## PROBLEM STATEMENT
Locate the word "template" in the data below, then copy every line that holds it.

## PROVIDED DATA
-=-=-

PR #1087, opened 2026-04-25
2025 Match Breakdown

owennkuo:
Add support for the 2025 Match Breakdown.

## Description
- [x] Add new configurator and rows for 2025
- [x] Create UI for viewing scoring locations

## How Has This Been Tested?
Tested in Simulator: iPhone 17 Pro on iOS 26.3, iPhone SE (3rd Generation) on iOS 26.3 (to test UI scaling)

## Screenshots
Screenshot 2026-04-26 at 5 07 31 PM
Screenshot 2026-04-26 at 5 07 38 PM

### Compared to web:
Screenshot 2026-04-26 at 5 12 37 PM


the-blue-alliance-ios/ViewElements/Match/Breakdown/MatchBreakdownConfigurator2025.swift
```diff
@@ -0,0 +1,570 @@
...
+        return BreakdownRow(title: title, red: elements.first ?? [], blue: elements.last ?? [])
+    }
+
+    // Coral Map Rendering
+    private static func coralMapRow(
+        title: String,
+        red: [String: Any]?,
+        blue: [String: Any]?,
+        level: Int
+    ) -> BreakdownRow? {
```
ZachOrr, line 338: We're always returning a `BreakdownRow` here even if we don't have data. I had to poke around to find a match to confirm this but - for some reason we didn't clean up [`2025cacg_f1m3`](https://www.thebluealliance.com/match/2025cacg_f1m3) and you can see in the iOS app we still render the scoring locations despite not having scoring info to show. We ought to add a check in here to make sure we have a `red`/`blue` and the data necessary to populate this.

Image

And then for example - here's [`2024cacc_f1m3`](https://www.thebluealliance.com/match/2024cacc_f1m3)

Image

the-blue-alliance-ios/ViewElements/Match/Breakdown/MatchBreakdownConfigurator2025.swift
```diff
@@ -0,0 +1,570 @@
...
+            let legAngle = angle + (segmentIndex % 2 == 0 ? CGFloat.pi / 2 : -CGFloat.pi / 2)
+            let offset: CGFloat = 15
+
+            let offsetX = triangleCenter.x + offset * cos(legAngle)
+            let offsetY = triangleCenter.y + offset * sin(legAngle)
+            let offsetCenter = CGPoint(x: offsetX, y: offsetY)
+
+            // Rotate the coral by +15/-15 degrees based on segment index
+            if segmentIndex % 2 == 0 {
+                angle = angle - 0.261799  // Rotate even segments by -15°
```
ZachOrr: `.pi / 12` will get us a less magic number here
```suggestion
                angle = angle - .pi / 12  // Rotate even segments by -15°
```

the-blue-alliance-ios/ViewElements/Match/Breakdown/MatchBreakdownConfigurator2025.swift
```diff
@@ -0,0 +1,570 @@
...
+            } else {
+                angle = angle + 0.261799  // Rotate odd segments by +15°
```
ZachOrr:
```suggestion
                angle = angle + .pi / 12  // Rotate odd segments by +15°
```

the-blue-alliance-ios/ViewElements/Match/Breakdown/MatchBreakdownConfigurator2025.swift
```diff
@@ -0,0 +1,570 @@
...
+
+        let vertices: [CGPoint] = generateHexVertices(
+            centerX: center.x,
+            centerY: center.y,
+            sideLength: sideLength
+        )
+        guard let segmentIndex = letterToIndex[segmentLetter] else {
+            print("Invalid segment letter. Use A through L.")
+            return
+        }
```
ZachOrr, line 443: nit: Let's remove this print - but we can leave this as a comment
```suggestion
        // Only segment letters A through L are supported
        guard let segmentIndex = letterToIndex[segmentLetter] else {
            return
        }
```

the-blue-alliance-ios/ViewElements/Match/Breakdown/MatchBreakdownConfigurator2025.swift
```diff
@@ -0,0 +1,570 @@
...
+        return path
+    }
+    private static func generateHexVertices(
+        centerX: CGFloat,
+        centerY: CGFloat,
+        sideLength: CGFloat,
+    ) -> [CGPoint] {
+        var vertices: [CGPoint] = []
+        for i in 0..<6 {
+            let angle = (CGFloat.pi / 3.0 * CGFloat(i)) + 0.523599
```
ZachOrr: Another one like the above but - `.pi / 6` gets us a slightly less magic number here. And the comment helps.
```suggestion
            let angle = (CGFloat.pi / 3.0 * CGFloat(i)) + .pi / 6  // Rotate by 30°
```

the-blue-alliance-ios/ViewElements/Match/Breakdown/MatchBreakdownConfigurator2025.swift
```diff
@@ -0,0 +1,570 @@
...
+                red: red,
+                blue: blue
+            )
+        )
+
+        for i in ["auto", "coral", "barge"] {
+            rows.append(
+                bonusRankingPointRow(title: i.capitalized + " Bonus", key: i, red: red, blue: blue)
+            )
+        }
```
ZachOrr: nit: `i` is usually just when we wanna use index or some int - I think `key` here might be better
```suggestion
        for key in ["auto", "coral", "barge"] {
            rows.append(
                bonusRankingPointRow(title: key.capitalized + " Bonus", key: key, red: red, blue: blue)
            )
        }
```

the-blue-alliance-ios/ViewElements/Match/Breakdown/MatchBreakdownConfigurator2025.swift
```diff
@@ -0,0 +1,570 @@
...
+            shapeLayer.frame = CGRect(x: 0, y: 0, width: width, height: height)
+            shapeLayer.fillColor = UIColor.clear.cgColor
+            shapeLayer.strokeColor = UIColor.black.cgColor
+            shapeLayer.lineWidth = 10
+            shapeLayer.path = drawHexagon(width: width, height: height).cgPath
+        }
+
+        let redContainerView = UIView(frame: CGRect(x: 0, y: 0, width: width, height: height))
+        let blueContainerView = UIView(frame: CGRect(x: 0, y: 0, width: width, height: height))
+        for i in 0..<2 {
```
ZachOrr: I think we might wanna modify this loop to be slightly simpler. I think this logic tracks? We can just setup local variables for our contianer/shape/dict/alliance in the loop and then use those - as opposed to working based on indexes

```
for (containerView, shapeLayer, dict, alliance) in [
      (redContainerView, redShapeLayer, red, Alliance.red),
      (blueContainerView, blueShapeLayer, blue, Alliance.blue),
  ] { ... }
```

the-blue-alliance-ios/Assets.xcassets/coral_image.imageset/Contents.json
```diff
@@ -0,0 +1,24 @@
...
+      "idiom" : "universal",
+      "scale" : "3x"
+    }
+  ],
+  "info" : {
+    "author" : "xcode",
+    "version" : 1
+  },
+  "properties" : {
+    "template-rendering-intent" : "template"
```
ZachOrr: Let's unset this - we don't actually wanna use `template` here.

the-blue-alliance-ios/Assets.xcassets/coral_image.imageset/Contents.json
```diff
@@ -0,0 +1,24 @@
...
+    {
+      "idiom" : "universal",
+      "scale" : "3x"
+    }
+  ],
+  "info" : {
+    "author" : "xcode",
+    "version" : 1
+  },
+  "properties" : {
```
ZachOrr, line 12: Check "Preserve Vector Data" here so iOS doesn't try to down-render our SVGs to pngs. This should help keep these images looking good at all scales.

Image

the-blue-alliance-ios/ViewElements/Match/Breakdown/MatchBreakdownConfigurator2025.swift
```diff
@@ -0,0 +1,570 @@
...
+        }
+        func getCoralinLevel(reef: [String: Bool]?) -> [String] {
+            var coral = [String]()
+            for (key, value) in reef ?? [:] {
+                if value == true {
+                    coral.append(key)
+                }
+            }
+            return coral
+        }
```
ZachOrr:
```suggestion
        if let reef = dict?[key] as? [String: Any],
            let values = reef[levels[level - 2]] as? [String: Bool]
        {
            for (nodeKey, scored) in values where scored {
                if let id = nodeKey.last {
                    switch stage {
                    case .auto:
                        setSegment(id, to: .green, in: view, alliance: alliance, stage: .auto)
                    case .teleop:
                        setSegment(id, to: .white, in: view, alliance: alliance, stage: .teleop)
                    }
                }
            }
        }
    }
```

the-blue-alliance-ios/ViewElements/Match/Breakdown/MatchBreakdownConfigurator2025.swift
```diff
@@ -0,0 +1,570 @@
...
+
+    // Coral Map Rendering
+    private static func coralMapRow(
+        title: String,
+        red: [String: Any]?,
+        blue: [String: Any]?,
+        level: Int
+    ) -> BreakdownRow? {
+        let width: CGFloat = 640
+        let height: CGFloat = 640
```
ZachOrr:
```suggestion
        let width: CGFloat = 400
        let height: CGFloat = 400
```

the-blue-alliance-ios/ViewElements/Match/Breakdown/MatchBreakdownConfigurator2025.swift
```diff
@@ -0,0 +1,570 @@
...
+    }
+    private static func setSegment(
+        _ segmentLetter: Character,
+        to color: UIColor,
+        in view: UIView,
+        alliance: Alliance,
+        stage: MatchStages
+    ) {
+        let width: CGFloat = 640
+        let height: CGFloat = 640
```
ZachOrr:
```suggestion
        let width: CGFloat = 400
        let height: CGFloat = 400
```

the-blue-alliance-ios/ViewElements/Match/Breakdown/MatchBreakdownConfigurator2025.swift
```diff
@@ -0,0 +1,570 @@
...
+                    ? (center.x + v1.x + mid.x) / 3 : (center.x + mid.x + v2.x) / 3,
+                y: segmentIndex % 2 == 0
+                    ? (center.y + v1.y + mid.y) / 3 : (center.y + mid.y + v2.y) / 3
+            )
+
+            var angle =
+                atan2(triangleCenter.y - center.y, triangleCenter.x - center.x) + CGFloat.pi
+
+            let legAngle = angle + (segmentIndex % 2 == 0 ? CGFloat.pi / 2 : -CGFloat.pi / 2)
+            let offset: CGFloat = 15
```
ZachOrr: related to the 640 -> 400 change
```suggestion
            let offset: CGFloat = 10
```

the-blue-alliance-ios/ViewElements/Match/Breakdown/MatchBreakdownConfigurator2025.swift
```diff
@@ -0,0 +1,570 @@
...
+            // Rotate the coral by +15/-15 degrees based on segment index
+            if segmentIndex % 2 == 0 {
+                angle = angle - 0.261799  // Rotate even segments by -15°
+            } else {
+                angle = angle + 0.261799  // Rotate odd segments by +15°
+            }
+            let image = UIImage(named: "coral_image") ?? UIImage(systemName: "circle.fill")
+
+            let imageView = UIImageView(image: image?.withRenderingMode(.alwaysOriginal))
+            imageView.frame = CGRect(x: 0, y: 0, width: 125, height: 125)
```
ZachOrr: related to the 640 -> 400 change
```suggestion
            imageView.frame = CGRect(x: 0, y: 0, width: 80, height: 80)
```

ZachOrr (changes requested):
This is looking great! It's awesome to get the scoring locations added to iOS - I didn't expect that would ever get ported over. Thanks for this!

---

Let's talk briefly about the image rendering here - because it doesn't actually feel like a problem having run this on a simulator. But physical devices are different than simulators, and not all physical devices are the same. I don't think I have any lower end hardware sitting on my desk right now so - let's talk through the implications and we can try to find a way to split the difference on this one.

We're doing all the `UIGraphicsImageRenderer` work on the main thread here I believe because it's all tied to the `TableViewDataSource` cell rendering, and we want to make sure this isn't choppy for anyone. The two easiest fixes I can think of here -

1) Scale back the size we're rendering this. We're rendering at 640 and using the default graphics renderer size - which uses whatever `UIScreen.main.scale` has as a scale. So 2x for some devices and 3x for newer devices like Pro models. This is REALLY BIG for the size we're scaling it down for. Some quick math - an iPad in landscape has a 1366pt width. Our cell sizes are like roughly 25% (there's 16pt of padding). So we're around 325pt for the image size. So on iPad we're rendering this image at 640pt * 2x (screen scale) = 1280pt. But the actual size of our 325pt image view at 2x requires ~650pt. So really we're rendering this like 2x larger than we ever need it.

I dropped this down to 400 - since again, my quick back of napkin math makes me think that'll be large enough that we'll never have to upscale on any existing devices. But feel free to play around with these numbers if you try them out and they look bad.

2) I THINK we should be able to add a cache for the renderer here. If you imagine we're rendering these images for 3 rows, with 2 per side - if we render the coral for one side, I think we can cache that rendered image and just return it for the other side, or subsequent rows. And again, if we're working on the main thread for all of this we shouldn't need to worry about locking the cache or anything when doing writes. This might be more trouble than it's worth but - it would keep things fast.

Give these two things a try - but also feel free to push back if you think I'm being too much of an egghead about this. I just worry when doing graphics rendering on the main thread that we're going to hang the main thread and our app will feel choppy - and that's not what I want. I've got enough ui hitches to track down already 😅  There's also probably a tool in Instruments than can help you track this down. Time profiler isn't going to be super interesting since again - we're not running on physical hardware. But I think there's some UI rendering tool that might be helpful.

owennkuo:
Sounds good - thanks! I think I've gotten all the suggestions fixed, I'll look into the rendering cache sometime soon.

owennkuo:
@ZachOrr I've set it up to cache the `CGPoint` hexagon vertices and the hexagon `UIImage`. Does this look fine? As for hardware testing, I have an iPhone 12, which is on the lower end of our iOS 26 deployment target. However, I can't deploy directly due to provisioning profiles so it would have to be in a TestFlight build.

the-blue-alliance-ios/ViewElements/Match/Breakdown/MatchBreakdownConfigurator2025.swift
```diff
@@ -0,0 +1,628 @@
...
+        let width: CGFloat = 400
+        let height: CGFloat = 400
+        let redShapeLayer = getCachedHexagon(width: width, height: height)
+        let blueShapeLayer = getCachedHexagon(width: width, height: height)
+
+        if red?["autoReef"] == nil || red?["teleopReef"] == nil || blue?["autoReef"] == nil
+            || blue?["teleopReef"] == nil
+        {
+            return nil
+        }
```
ZachOrr: Let's do our guard earlier here so we don't do our rendering work if we don't have to show the breakdown
```suggestion
        if red?["autoReef"] == nil || red?["teleopReef"] == nil || blue?["autoReef"] == nil
            || blue?["teleopReef"] == nil
        {
            return nil
        }

        let width: CGFloat = 400
        let height: CGFloat = 400
        let redShapeLayer = getCachedHexagon(width: width, height: height)
        let blueShapeLayer = getCachedHexagon(width: width, height: height)
```

the-blue-alliance-ios/ViewElements/Match/Breakdown/MatchBreakdownConfigurator2025.swift
```diff
@@ -0,0 +1,628 @@
...
+    private static func coralMapRow(
+        title: String,
+        red: [String: Any]?,
+        blue: [String: Any]?,
+        level: Int
+    ) -> BreakdownRow? {
+        let width: CGFloat = 400
+        let height: CGFloat = 400
+        let redShapeLayer = getCachedHexagon(width: width, height: height)
+        let blueShapeLayer = getCachedHexagon(width: width, height: height)
```
ZachOrr: nit: These are images now not shape layers - we should update these variable names accordingly.

the-blue-alliance-ios/ViewElements/Match/Breakdown/MatchBreakdownConfigurator2025.swift
```diff
@@ -0,0 +1,628 @@
...
+    ) {
+        var key = ""
+        switch stage {
+        case .auto:
+            key = "autoReef"
+        case .teleop:
+            key = "teleopReef"
+        }
+        let levels = ["botRow", "midRow", "topRow"]
+        let coral = UIImage(named: "coral_image") ?? UIImage(systemName: "circle.fill")!
```
ZachOrr: This image is going to get loaded multiple times - we ought to just be able to load these on init and use them. I don't think we need a different image instance every time, right?

the-blue-alliance-ios/Assets.xcassets/coral_image.imageset/Contents.json
```diff
@@ -0,0 +1,24 @@
...
+      "scale" : "1x"
+    },
+    {
+      "idiom" : "universal",
+      "scale" : "2x"
+    },
+    {
+      "idiom" : "universal",
+      "scale" : "3x"
+    }
```
ZachOrr: In Xcode we can set this to have a single scale so we don't have the 2x + 3x. It's Scales -> Single Scale in the asset catalog. We ought to do that for this svg 

Image

the-blue-alliance-ios/ViewElements/Match/Breakdown/MatchBreakdownConfigurator2025.swift
```diff
@@ -0,0 +1,628 @@
...
+            ]
+            rows.append(
+                row(
+                    title: "Trough (L1) Scoring Location",
+                    key: "value",
+                    red: redL1,
+                    blue: blueL1
+                )
+            )
+        }
```
ZachOrr: I think we can clean this up a little? Double check my logic here is right I think it is. This should make it where we don't need to do those queries twice. Also keeps our nil coalescing logic slightly simpler for our 0 fallback.
```suggestion
        let redAuto = nestedValue(keys: ["autoReef", "trough"], in: red) as? Int
        let redTele = nestedValue(keys: ["teleopReef", "trough"], in: red) as? Int
        let blueAuto = nestedValue(keys: ["autoReef", "trough"], in: blue) as? Int
        let blueTele = nestedValue(keys: ["teleopReef", "trough"], in: blue) as? Int
        if (redAuto ?? redTele) != nil, (blueAuto ?? blueTele) != nil {
            rows.append(
                row(
                    title: "Trough (L1) Scoring Location",
                    key: "value",
                    red: ["value": (redAuto ?? 0) + (redTele ?? 0)],
                    blue: ["value": (blueAuto ?? 0) + (blueTele ?? 0)]
                )
            )
        }
```

the-blue-alliance-ios/ViewElements/Match/Breakdown/MatchBreakdownConfigurator2025.swift
```diff
@@ -0,0 +1,628 @@
...
+            let offsetCenter = CGPoint(x: offsetX, y: offsetY)
+
+            // Rotate the coral by +15/-15 degrees based on segment index
+            if segmentIndex % 2 == 0 {
+                angle = angle - .pi / 12  // Rotate even segments by -15°
+            } else {
+                angle = angle + .pi / 12  // Rotate odd segments by +15°
+            }
+
+            let imageView = UIImageView(image: coral.withRenderingMode(.alwaysOriginal))
```
ZachOrr: nit: Our `template-rendering-intent` in our asset catalog should handle this now. I don't think we actually need to set a rendering mode here.
```suggestion
            let imageView = UIImageView(image: coral)
```

the-blue-alliance-ios/ViewElements/Match/Breakdown/MatchBreakdownConfigurator2025.swift
```diff
@@ -0,0 +1,628 @@
...
+        if let cached = hexCache.object(forKey: cacheKey) {
+            return cached
+        }
+
+        let hexagonView = UIView(frame: CGRect(x: 0, y: 0, width: width, height: height))
+        let shapeLayer = CAShapeLayer()
+        shapeLayer.frame = hexagonView.bounds
+        shapeLayer.fillColor = UIColor.clear.cgColor
+        shapeLayer.strokeColor = UIColor.black.cgColor
+        shapeLayer.lineWidth = 5
```
ZachOrr, line 587: Noting I think our lines (proportionally) got thinner. Before we had `width = 640, lineWidth = 10`, and now we have `width = 400, lineWidth = 5`. `6.25` would be the right ratio to keep our lines the same. But I'll defer to you on the visual of this. If it looks fine thinner - let's keep it thinner!

ZachOrr (changes requested):
This is looking great! We're super close here. I left some suggestions for code changes - double check they all look right, but I think so. Everything should be fairly easy so we should be able to get this landed soon! Feel free to re-request review when you're ready 👍

owennkuo:
Thank you! I think I've gotten it all. I'm gonna keep the line width at 5, as to keep it somewhat similar to the web interface.
Seems like `swift-format` isn't working right now. The linter is returning okay on my end, just not in github actions.

ZachOrr:
Bleh our lint is failing here now 🙇

ZachOrr:
Thanks for this! 🙌

ZachOrr:
FYI I'm going to ship this in a beta build - but we'll likely wait to get this to the App Store until after CMP. I don't wanna ship any unnecessary changes until after CMP if we can avoid it 🤞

-=-=-

## COMPLETED TASK
+    "template-rendering-intent" : "template"
ZachOrr: Let's unset this - we don't actually wanna use `template` here.
ZachOrr: nit: Our `template-rendering-intent` in our asset catalog should handle this now. I don't think we actually need to set a rendering mode here.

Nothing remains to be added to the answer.